_What is needed_
Only the lines that hold "quickcheck" should be in the answer, each copied from the data below.

━━━ Information ━━━

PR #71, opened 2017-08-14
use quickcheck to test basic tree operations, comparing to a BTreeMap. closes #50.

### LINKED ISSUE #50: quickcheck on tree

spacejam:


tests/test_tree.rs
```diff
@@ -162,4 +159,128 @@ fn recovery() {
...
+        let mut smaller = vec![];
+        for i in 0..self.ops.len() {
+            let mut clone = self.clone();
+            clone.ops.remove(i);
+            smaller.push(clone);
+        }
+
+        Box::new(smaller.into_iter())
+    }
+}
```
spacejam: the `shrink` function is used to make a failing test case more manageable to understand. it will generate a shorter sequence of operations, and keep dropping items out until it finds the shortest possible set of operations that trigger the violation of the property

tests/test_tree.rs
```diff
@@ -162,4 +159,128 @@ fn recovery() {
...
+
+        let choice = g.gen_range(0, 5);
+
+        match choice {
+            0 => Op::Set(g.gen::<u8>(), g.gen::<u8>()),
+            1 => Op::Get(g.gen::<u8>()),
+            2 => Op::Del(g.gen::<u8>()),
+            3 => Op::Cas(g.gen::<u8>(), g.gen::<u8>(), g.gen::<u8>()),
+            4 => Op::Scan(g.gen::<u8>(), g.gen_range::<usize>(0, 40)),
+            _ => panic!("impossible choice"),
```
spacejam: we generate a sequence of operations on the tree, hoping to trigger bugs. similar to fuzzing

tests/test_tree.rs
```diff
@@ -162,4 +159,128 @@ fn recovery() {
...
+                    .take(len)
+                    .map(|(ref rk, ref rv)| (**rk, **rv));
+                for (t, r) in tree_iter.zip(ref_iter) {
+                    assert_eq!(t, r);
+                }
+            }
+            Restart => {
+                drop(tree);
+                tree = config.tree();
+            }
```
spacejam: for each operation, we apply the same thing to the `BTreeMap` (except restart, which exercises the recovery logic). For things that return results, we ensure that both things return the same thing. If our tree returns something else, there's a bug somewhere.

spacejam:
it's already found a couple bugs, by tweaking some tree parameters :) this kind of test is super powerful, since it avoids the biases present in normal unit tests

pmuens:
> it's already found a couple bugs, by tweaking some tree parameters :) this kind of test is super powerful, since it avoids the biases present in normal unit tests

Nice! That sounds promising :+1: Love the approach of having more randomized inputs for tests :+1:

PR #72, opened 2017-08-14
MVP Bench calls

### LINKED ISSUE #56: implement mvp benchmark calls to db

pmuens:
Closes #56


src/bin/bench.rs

━━━

_Reply_
use quickcheck to test basic tree operations, comparing to a BTreeMap. closes #50.
### LINKED ISSUE #50: quickcheck on tree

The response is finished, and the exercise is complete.